The decision of not employing the Indian Air Force caused national pain and anger and remains widely debated since the 1962 war. It was this single decision that could have changed the course of history and kept Indian pride intact. Apparently, Nehru had amassed too much political authority in him. From the military stand point, the depository of all military and political authority in a single person often leads to major disasters as is evident from Napoleon’s waterloo and Hitler’s Operation Barbarossa.

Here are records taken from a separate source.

PR #833, opened 2016-09-14
[BACKLOG-9342][BACKLOG-10514] Fixed CCC wrapper's column reordering b…

dcleao:
…ehaving unpredictably depending on column data type.

Updated CCC wrapper Line and StackedArea to support modal ordinal/quantitative X-axis visual roles
Updated Scatter and Bubble to not limiting the quantitative X and Y visual roles to the number data type, thus additionally supporting the date datatype.

Should be merged together with https://github.com/pentaho/pentaho-det/pull/305.

### DIFF
--- a/package-res/resources/web/pentaho/visual/ccc/_axes/AbstractAxis.js
+++ b/package-res/resources/web/pentaho/visual/ccc/_axes/AbstractAxis.js
@@ -21,7 +21,7 @@ define([
   "use strict";
 
   return Base.extend({
-    constructor: function(chart, axisId, gems) {
+    constructor: function(chart, axisId, mais) {
       this.chart = chart;
       this.id = axisId;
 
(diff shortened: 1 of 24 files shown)


package-res/resources/web/pentaho/visual/ccc/_axes/AbstractAxis.js
```diff
@@ -21,7 +21,7 @@ define([
   "use strict";
 
   return Base.extend({
-    constructor: function(chart, axisId, gems) {
+    constructor: function(chart, axisId, mais) {
       this.chart = chart;
```
carlosrusso: Why renaming `gem`/`gems` to  `mai`/`mais` and not the slightly longer (but more comprehensible) `mapAttrInfo`/`mapAttrInfos` ? 

I find that the shorter variant introduces a higher effort to parse and a higher brain utilization. The benefit of a short variable/method name is lost if you need to read the code around to figure out wtf is `mai`

package-res/resources/web/pentaho/visual/ccc/abstract/View.js
```diff
@@ -720,102 +836,92 @@ define([
...
-        this.options.dataCategoriesCount = null;
-      }
-    },
+        // The use of the relational translator with the following options
+        // is the most reliable way to "control" the translator code and avoid unexpected shuffling of columns
+        this.options.crosstabMode = false;
+        this.options.isMultiValued = true;
+
+        this._mappingAttrInfos.forEach(function(mai) {
+          if(mai.attr) {
```
carlosrusso: I find the usage of a short `mai` acceptable in loops like this, because the meaning of `this._mappingAttrInfos` can be understood with minor effort.

package-res/resources/web/pentaho/visual/ccc/_axes/AbstractAxis.js
dcleao: `mais` means `mappingAttributeInfos` and I have abbreviated it, in some places, as `mappingAttrInfos`. Even this abbreviation I find long to a point that it prejudices readability, so I many times used the shorted `mais`.

Like with any abbreviation, initially it is harder to read, but then it speeds up reading and comprehension.

If you look at the code from the beginning (i.e., at least, starting from the `abstract/View` file) you will find many annotations and comments that clarify the abbreviation.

Nehru’s assumption like General Lee (of US Confederate forces-during American civil war) and actions like Hitler were amazingly confusing. While facing military defeat at the battlefield he elected not to accept Chinese offer for political negotiations. He was seeking 12 Squadrons of US combat aircraft while his own Air Force was sitting idle. Many Indian Air Force Chief’s now claim that employment of Indian Air Force could have changed the outcome of this war, however, this claim cannot be fully substantiated. Similarly, Indian Army officers who were in the fight also say the same. The military inquiry into this war by Lt Gen Henderson Brookes remains classified to date, probably, to protect the Nehru dynasty whose fourth generation is now actively engaged in Indian politics of the so called “democratic India”. Looking at Nehru through Thucydides lens, his Forward Policy landed India to the fate of defeated Mytilenians but Mao Zedong’s (like-Diodotus) declaration of unilateral cease fire saved India from further destruction and humiliation. Leaders like Nehru need to revisit the basics of contemporary political science and international relations. For instance nations have to protect their interests at their own peril, super powers like to use others rather than get used by others, the territorial integrity is still a vital interest of all nation states, therefore an infringement on territory will invite military response, and notwithstanding all of the aforesaid, when a war is imposed on a nation state, the least its leadership can do is to use its armed forces in defense of the motherland. Nehru probably found it too hard to live with his failure in this war and died soon after in 1964.